* _AVAILABLE DATA_
PR #1089, opened 2026-08-13
Report the model's context window in `models_*()` and on `Chat`

### LINKED ISSUE #1083: Model metadata omits the context window
The `models_*()` functions don't report how much context a model accepts, and nothing on `Chat` exposes it either. A caller can see how many tokens a conversation has accumulated, through `get_tokens()`, but not how close that is to the limit — leaving a hardcoded per-model table that goes stale with every release, or per-provider HTTP calls, as the only ways to find out. That is the work ellmer otherwise saves callers from doing.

* _TO DO_
Print the complete listing again, exactly as it stands.

* _SOLVED EXERCISE_
PR #1089, opened 2026-08-13
Report the model's context window in `models_*()` and on `Chat`

### LINKED ISSUE #1083: Model metadata omits the context window
The `models_*()` functions don't report how much context a model accepts, and nothing on `Chat` exposes it either. A caller can see how many tokens a conversation has accumulated, through `get_tokens()`, but not how close that is to the limit — leaving a hardcoded per-model table that goes stale with every release, or per-provider HTTP calls, as the only ways to find out. That is the work ellmer otherwise saves callers from doing.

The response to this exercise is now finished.